18. November 2008
Igelhilfe
Artgerechte Igelhilfe - Was tun, wenn einem jetzt ein Igel über den Weg läuft?
Viele Jahre lang galt: Wer im Spätherbst einen herumlaufenden kleinen Igel sieht, sollte ihn mitnehmen und zu Hause über den Winter bringen. Doch diese Fürsorge sei nicht mehr als artgerecht zu bezeichnen, betont Philip McCreight von der Tierschutzorganisation TASSO e.V.: „Igel sind viel robuster, als man gemeinhin denkt. Nur wenn das Tier erkennbar krank oder unterernährt ist, benötigt es menschliche Hilfe.“
Derzeit sind noch viele kleine Igel unterwegs, um sich für den bevorstehenden Winter ein Fettpolster anzufressen. Liegen die Außentemperaturen deutlich über dem Gefrierpunkt, gelingt ihnen dies auch. „Allerdings muss ein Igel wenigstens 600 Gramm wiegen, bevor er sich ohne die Gefahr des Verhungerns ins Winterquartier verabschieden kann“, erklärt McCreight. „Solange draußen noch Insekten oder Würmer zu entdecken sind, ist die Speisekarte gut gefüllt. Dann sollte man den Igel seiner Wege ziehen lassen.“
Macht das Stacheltier jedoch einen eher jämmerlichen Eindruck, ist auffallend dünn und apathisch, sei erste Hilfe nötig: „Zum Füttern eignet sich am besten handwarmes Dosenfutter für Katzen, vermischt mit Haferflocken und ungewürztem Rührei“, empfiehlt der TASSO-Chef. Zum Trinken sollte frisches Wasser angeboten werden, auf keinen Fall Milch: „Daran können Igel zu Grunde gehen“, warnt McCreight. Für die weitere Versorgung kann sich der Finder an eine Igel-Station wenden, die dem Tier einen artgerechten Winterschlaf ermöglicht. „Einen Igel zu Hause überwintern zu lassen, erfordert viel Sachverstand und Einfühlungsvermögen“, so McCreight. „Deshalb sollte man sich vorher informieren, beispielsweise beim Verein ‚Pro Igel‘, in dem sich Wissenschaftler, Tierärzte, Sachbuchautoren und Vorsitzende deutscher Igelschutzvereine zusammengeschlossen haben.“ Die Web-Adresse des Vereins lautet: pro-igel.de
Dieser Newsletter kommt von TASSO e.V. – Europas größtes Haustierzentralregister – Den Link zu Tasso e.V. findet ihr auf der „My Friends“ Seite!

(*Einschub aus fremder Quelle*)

PR #2212, opened 2026-08-27
Preserve bounded query membership across relay tiers

aeplay:
🤖 Replacement for #2210. GitHub automatically marked #2210 merged when its head became an ancestor of draft #2209 during a stack-base correction; that merge was only into the feature branch and nothing reached `main`. This PR restores the same independently reviewable core diff at its intended position directly above #2208.

## Before

A Core could correctly select playlist-entry positions 8–23 for `offset(8).limit(16)`. The persistent relay then materialized only those 16 selected rows and evaluated the original offset again, publishing positions 16–23. The foreground Local view could apply the window yet again and become empty. Running an unbounded query first appeared to fix the problem only because it hydrated all raw rows.

## After

- A relay Edge child records and consumes the settled Global source membership selected by its upstream authority.
- Client-local evaluation removes only the already-applied outer slice; filters, joins, order, and query identity remain intact.
- A Local subwindow may reuse an Edge receipt only when that same query window fully covers it.
- Transition reconciliation reads the Global source binding rather than stale child Edge membership.
- One-shot browser scope release preserves bounded receipt membership needed downstream.

## Worked example

For rows positioned 0–32, upstream `offset(8).limit(16)` selects 8–23. Edge and Local now both observe 8–23. A distinct `offset(10).limit(4)` remains its own shape and returns 10–13. Inserting before both windows invalidates and shifts both memberships independently.

## Verification

- New three-hop native relay receipt covering Edge/Local agreement, independent subwindows, nested bounded coverage, and membership-shift invalidation.
- `browser_relay_durability`: 21/21.
- Planted disabling of Local receipt routing fails with 8 trailing rows instead of 16, then restores cleanly.
- RecordPlayer advances through its previously empty recipient window.

### DIFF
--- a/crates/jazz/src/db/subscriptions.rs
+++ b/crates/jazz/src/db/subscriptions.rs
@@ -336,6 +336,16 @@ where
         )
     }
 
+    #[cfg(any(test, feature = "testing"))]
+    /// Internal receipt-lifetime coverage needs to inspect state that has no
+    /// public equivalent: detached Local overlays are intentionally best-effort.
+    pub fn settled_authoritative_receipt_counts_for_test(&self) -> (usize, usize) {
+        self.node
+            .node
+            .borrow()
+            .settled_authoritative_receipt_counts_for_test()
+    }
+
     /// Detach a one-shot query coverage request.
     pub fn detach_query(&self, attachment: QueryAttachment) {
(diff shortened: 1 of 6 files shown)


aeplay:
🤖 Approved by Anselm.

PR #2214, opened 2026-08-27
fix: rebuild previews after workflow changes

joeinnes:
## Summary
- Stop release publishing from reusing preview artifacts when the release source tree differs from the tree validated by the preview build.
- Remove the workflow-only drift exception so packages are always produced by the publishing workflow version they are released with.

## Before and after
Before, a manual release could reuse preview artifacts when every change since the preview was under `.github/workflows/`. After this change, any tree difference disables reuse and rebuilds the release artifacts.

## Testing
- `node --test dev/artifacts/release-staging-contract.test.mjs` — passed (6 tests)


aeplay (approved):
🤖 Approved by Anselm.

PR #2223, opened 2026-08-27
Rename write batch IDs to transaction IDs

aeplay:
🤖 Renames the public write identity from batch terminology to transaction terminology. This is a runtime/binding API cleanup; it does not change Jazz’s persisted or wire transaction encoding.

## Before

```ts
const write = db.insert(app.todos, { title: "Ship it" });
const id: BatchId = await write.batchId;
const open: OpenBatchId = createOpenBatchId();
```

A committed write is already one Jazz transaction, while “batch” was leftover terminology. The handle also exposed a deprecated `transactionId` alias pointing back to `batchId`, obscuring the intended API.

## After

```ts
const write = db.insert(app.todos, { title: "Ship it" });
const id: TxId = await write.txId;
const open: OpenTransactionId = createOpenTransactionId();
```

There are no compatibility aliases: `batchId`, `BatchId`, `OpenBatchId`, and the deprecated handle `transactionId` are removed from the public API.

The rename is complete across TypeScript, Rust public APIs, NAPI/WASM bindings and generated declarations, runtime JSON, examples, documentation, diagnostics, and tests. Internal uses of “batch” remain only where they describe actual frame or query-engine batching.

## Generated-artifact boundary

NAPI/WASM artifacts are generated per checkout rather than committed. Their verifier now explicitly rejects a generated `WasmWrite.batchId`, `transactionId`, or `wasmwrite_batchId`, and requires `txId` / `wasmwrite_txId`.

Artifact source fingerprints exclude only the known generated target-manifest filenames. Near-miss, attacker-named, and malformed manifest files remain fingerprint inputs. This prevents stale ignored files in a reused worktree from changing a supposedly source-only fingerprint while preserving tamper sensitivity.

## Storage boundary

The underlying committed identity remains the existing Rust `TxId`/`TransactionId`. No row-history, transaction, wire, or persisted storage layout changes are intended.

## Verification

- fresh clean-checkout NAPI and WASM generation
- archive and worktree source fingerprints match committed expectations
- generated NAPI/WASM APIs are `txId`-only
- public API typecheck and Rust transaction-ID receipts
- NAPI/WASM runtime binding suites
- planted stale generated-output and provenance near-miss receipts
- independent adversarial review and exact stack-ancestry audit


aeplay:

PR #2228, opened 2026-08-27
perf(jazz): scope parent validation to the physical row

aeplay:
🤖 Reconstructs #2123 directly on current `main`, preserving its commits while completing the exact physical-row performance and correctness boundary.

## Before

Parent validation looked up every version from the parent transaction. A W1-shaped transaction containing tasks, comments, and activity therefore made validating one task update scale with all sibling rows. An intermediate table-scoped optimization still iterated every transaction version and cloned every same-table sibling before filtering by row.

## After

The transaction cache is addressable by `(schema alias, logical table, row_uuid)`. Parent lookup narrows to the resolved physical table and exact row before cloning on cache hits and before decoding content/shared-deletion candidates on cache misses. Schema aliases, branch/layer validation, deletion history, and missing/pending-parent behavior remain intact.

## Example

If one transaction inserts task A, 128 other tasks, and thousands of activity rows, a later update to task A materializes exactly one candidate parent version. Task B cannot satisfy the parent merely because it shares the transaction and table, and its version is never cloned for task A validation.

## Governing boundary

Parent lookup is physically `(PhysicalTableId, RowUuid, TxId)`; branch/layer/schema validation remains explicit after lookup. This implements #2122’s O(parents × touched rows) target rather than merely reporting wider transaction cost in a benchmark.

## Verification

- Cache-hit and forced-cache-miss receipts each seed 128 same-table siblings and assert exactly one materialized `VersionRow`.
- Removing/inverting the row predicate makes the exact receipt fail.
- Cross-branch, deletion, alias, and unknown-parent receipts remain green.
- W1 benchmark target compiles.
- Invariant registry, formatting, diff checks, and library/package Clippy pass.

Supersedes #2123 and advances #2122.

### DIFF
--- a/crates/jazz/SPEC/11_branch_views_time_travel.md
+++ b/crates/jazz/SPEC/11_branch_views_time_travel.md
@@ -159,6 +159,13 @@ that coordinate, and a version parent must belong to the same branch key
 (`INV-BVIEW-3`, `INV-BVIEW-4`). An application move is an explicit atomic write to
 the source and destination branch-local rows, not a cross-branch-key parent edge.
 
+Validation addresses an explicit version parent by its `(PhysicalTableId,
+RowUuid, TxId)` across both content and deletion history before comparing its
+`BranchKey`. Schema aliases resolve to the same physical table identity, and a
+missing parent remains a pending causal dependency. A cached parent lookup must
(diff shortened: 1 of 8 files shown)


aeplay:
🤖 Anselm approved this after the independent adversarial review and replicated-path repair.

PR #2229, opened 2026-08-27
Authorize writes relayed through an Edge

### LINKED ISSUE #2095: Local NAPI edge does not relay writes to configured upstream core

aeplay:
🤖 Reconstructs the unique authorization fix from Joe’s #2198 directly on current `main`, preserving his authorship while excluding stale stacked durability, claims, specification, and release-history changes.

## Before

An Edge authenticated its Core control-plane connection with the admin secret. Ordinary application writes relayed over that connection consequently inherited `TrustedAdmin` and could bypass the transaction author’s row-level write policy.

## After

The credential still authenticates the Edge connection, but ordinary relayed application writes are admitted as `TrustedBackend`. Their original permission subject remains authoritative for policy evaluation. `TrustedAdmin` is reserved for the explicit Core catalogue-bootstrap path.

## Example

A user submits a write that its nearby Edge accepts locally. When the Edge forwards it to Core, the infrastructure credential proves the sender is a trusted relay; it does not turn the user write into an administrative write. Core evaluates the transaction’s original permission subject.

## Verification

- The route admission canary proves ordinary relay links become `TrustedBackend`; a planted `TrustedAdmin` bypass makes it fail.
- The established Edge-offline-then-Core-promotion receipt separately proves real Edge→Core transaction traversal.
- An earlier combined “Core rejection” receipt was removed because the Edge could correctly reject locally, making that test insensitive to Core admission.
- Formatting, diff checks, focused tests, and canonical pre-commit Clippy pass.

Supersedes #2198. Closes #2095.

### DIFF
--- a/crates/jazz-server/src/server/routes/websocket.rs
+++ b/crates/jazz-server/src/server/routes/websocket.rs
@@ -204,10 +204,22 @@ async fn ws_admission(
     if let Some(admin_secret) = auth.admin_secret.as_deref() {
         crate::middleware::auth::validate_admin_secret(Some(admin_secret), &state.auth_config)
             .map_err(|(_, message)| message.to_owned())?;
+        // An admin credential authenticates Edge's control plane, but ordinary
+        // relay commits must retain their transaction permission subject for
+        // application-policy evaluation. Catalogue bootstrap is the sole
+        // privileged admission, and is further checked at the protocol edge.
+        let trust = if prelude.bootstrap_catalogue
+            && peer_identity == AuthorSubject::SYSTEM
+            && state.topology == crate::server::ServerTopology::Core
+        {
+            CommitUnitTrust::TrustedAdmin
+        } else {
+            CommitUnitTrust::TrustedBackend
+        };
         return Ok(WebSocketAdmission {
             identity: peer_identity,
             claims: BTreeMap::new(),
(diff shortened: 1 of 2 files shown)


aeplay:
🤖 Approved by Anselm after the repaired security boundary and independent adversarial re-review.

PR #2197, opened 2026-08-27
Harden Edge write durability completion

joeinnes:
## Summary

- Add the invariant that a Global write wait completes only after `Fate::Accepted`, Global durability and an authority-assigned `GlobalTime` are all present.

18. November 2008 um 22:28 Uhr
Hallo Diana,
ich finde es sehr gut, dass du hier nochmal auf die kleinen Igel hinweist. Da wird ja oft “geholfen”, obwohl die Igel auch noch ganz gut alleine klar kommen. Andererseits ist manchmal natürlich tatsächlich Hilfe nötig, aber man sollte halt wissen, welche Kriterien es dafür gibt.
Wie gehts dir denn? Dein Baby ist doch im Oktober geboren, oder?
Wenn ich dir mit der Frage zu nahe trete, entschuldige bitte.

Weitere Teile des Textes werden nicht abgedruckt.